*RECORDS SHOWN*.
PR #771, opened 2022-07-15
Do_loop increment variable generalized

Madhav2310:
Support for #770

PR #822, opened 2022-07-26
Fix do loop variable type

### LINKED ISSUE #770: DoLoops not working for i64 increment variable
For the following code: 
```
    i: i64
    for i in range(len(s)):
        char = s[i]
        if ord(char) >= 65 and ord(char) <=90 :
            result += chr(ord(char) + 32)
        else :
            result += char
```
This works for `i: i32` but not for `i: i64`

Smit-create:
Fixes #770 
Closes #771

### DIFF
--- a/integration_tests/loop_01.py
+++ b/integration_tests/loop_01.py
@@ -5,4 +5,13 @@ def main0():
     for c in s:
         print(c)
 
+def test_issue_770():
+    i: i64
+    res: i64
+    res = 0
+    for i in range(10):
+        res += i
+    assert res == 45
+
 main0()
+test_issue_770()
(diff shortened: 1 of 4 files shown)


czgdp1807:
There are a couple of places (AFAICT) where the `ASR::DoLoop` is generated programatically (i.e., by calling `ASR::make_DoLoop_t`). There the kind of increment variable is 32 bit but it should be taken from the kind of iterator variable. Can you just check for those and add a fix if necessary? Like search for `make_DoLoop_t` and read the code to see if things are correct.

namannimmo10 (approved):
LGTM. Thank you 👍

czgdp1807 (approved):

PR #826, opened 2022-07-27
Recognize TypeIgnore and store in the AST

### LINKED ISSUE #788: [Old] Type comment Issue
```py
def _256Bit(NBitBase):  # type: ignore[misc]
    pass
```
Error:
```py
$ lpython --show-ast examples/expr2.py --tree
  File "/home/thirumalai/Open_Source/lpython/src/bin/../runtime/lpython_parser.py", line 110, in <module>
    a2 = v.visit(a)
  File "/home/thirumalai/conda_root/envs/lf/lib/python3.10/ast.py", line 410, in visit
    return visitor(node)
  File "/home/thirumalai/Open_Source/lpython/src/bin/../runtime/lpython_parser.py", line 77, in generic_visit
    new_list.append(self.visit(item))
  File "/home/thirumalai/conda_root/envs/lf/lib/python3.10/ast.py", line 410, in visit
    return visitor(node)
  File "/home/thirumalai/Open_Source/lpython/src/bin/../runtime/lpython_parser.py", line 100, in generic_visit
    new_node.first = linecol_to_pos(node.lineno, node.col_offset+1, newlines)
AttributeError: 'TypeIgnore' object has no attribute 'col_offset'
The command 'python /home/thirumalai/Open_Source/lpython/src/bin/../runtime/lpython_parser.py examples/expr2.py examples/expr2.py62D3531' failed.
  Binary file "/home/thirumalai/Open_Source/lpython/src/bin/lpython", in _start()
  File "./csu/../csu/libc-start.c", line 392, in __libc_start_main_impl()
  File "./csu/../sysdeps/nptl/libc_start_call_main.h", line 58, in __libc_start_call_main()
  File "/home/thirumalai/Open_Source/lpython/src/bin/lpython.cpp", line 827, in ??
    return emit_ast(arg_file, runtime_library_dir, compiler_options);
AssertFailed: diagnostics.has_error()
```

Thirumalai-Shaktivel:
Closes #788


src/lpython/parser/semantics.h
```diff
@@ -258,8 +258,29 @@ static inline char *extract_type_comment(Allocator &al, LFortran::Str &s) {
...
+            break;
+        }
+    }
+
+    if (flag) {
+        pos = 6;
+        str = str.substr(pos, str.size());
+        s.from_str_view(str);
+        p.type_ignore.push_back(p.m_a, down_cast<type_ignore_t>(
+            make_TypeIgnore_t(p.m_a, loc, 0, s.c_str(p.m_a))));
```
Thirumalai-Shaktivel, line 278: cc @certik.
Do we store the Line number information in the `tokenizer`? As I can see only the start and end of the token information in the `Location`.
Here we have to pass Line number instead of `0`

src/runtime/lpython_parser.py
```diff
@@ -96,7 +96,7 @@ def generic_visit(self, node):
                 raise Exception("Unsupported value type")
         new_ast = getattr(python_ast, class_name)
         new_node = new_ast(**d)
-        if hasattr(node, "lineno"):
+        if hasattr(node, "col_offset"):
```
Thirumalai-Shaktivel, line 99: This change was made to fix the Old Parser issue: https://github.com/lcompilers/lpython/issues/788#issue-1309054967

src/lpython/parser/semantics.h
certik: We can compute the corresponding line using the LocationManager class from the `loc` variable. For now just set 0, we can figure out later how to do this -- either after AST is constructed, or (probably better), we pass in the location manager into the `Parser` class and then access it using `p.m_location_manager` above, and convert the linear location `start` into line+column.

*AIM OF THE EXERCISE*.
Could you retype exactly the lines from the first one of the records through the line containing "Recognize TypeIgnore and store in the AST", both included, and nothing more?

*WRITTEN SOLUTION*.
PR #771, opened 2022-07-15
Do_loop increment variable generalized

Madhav2310:
Support for #770

PR #822, opened 2022-07-26
Fix do loop variable type

### LINKED ISSUE #770: DoLoops not working for i64 increment variable
For the following code: 
```
    i: i64
    for i in range(len(s)):
        char = s[i]
        if ord(char) >= 65 and ord(char) <=90 :
            result += chr(ord(char) + 32)
        else :
            result += char
```
This works for `i: i32` but not for `i: i64`

Smit-create:
Fixes #770 
Closes #771

### DIFF
--- a/integration_tests/loop_01.py
+++ b/integration_tests/loop_01.py
@@ -5,4 +5,13 @@ def main0():
     for c in s:
         print(c)
 
+def test_issue_770():
+    i: i64
+    res: i64
+    res = 0
+    for i in range(10):
+        res += i
+    assert res == 45
+
 main0()
+test_issue_770()
(diff shortened: 1 of 4 files shown)


czgdp1807:
There are a couple of places (AFAICT) where the `ASR::DoLoop` is generated programatically (i.e., by calling `ASR::make_DoLoop_t`). There the kind of increment variable is 32 bit but it should be taken from the kind of iterator variable. Can you just check for those and add a fix if necessary? Like search for `make_DoLoop_t` and read the code to see if things are correct.

namannimmo10 (approved):
LGTM. Thank you 👍

czgdp1807 (approved):

PR #826, opened 2022-07-27
Recognize TypeIgnore and store in the AST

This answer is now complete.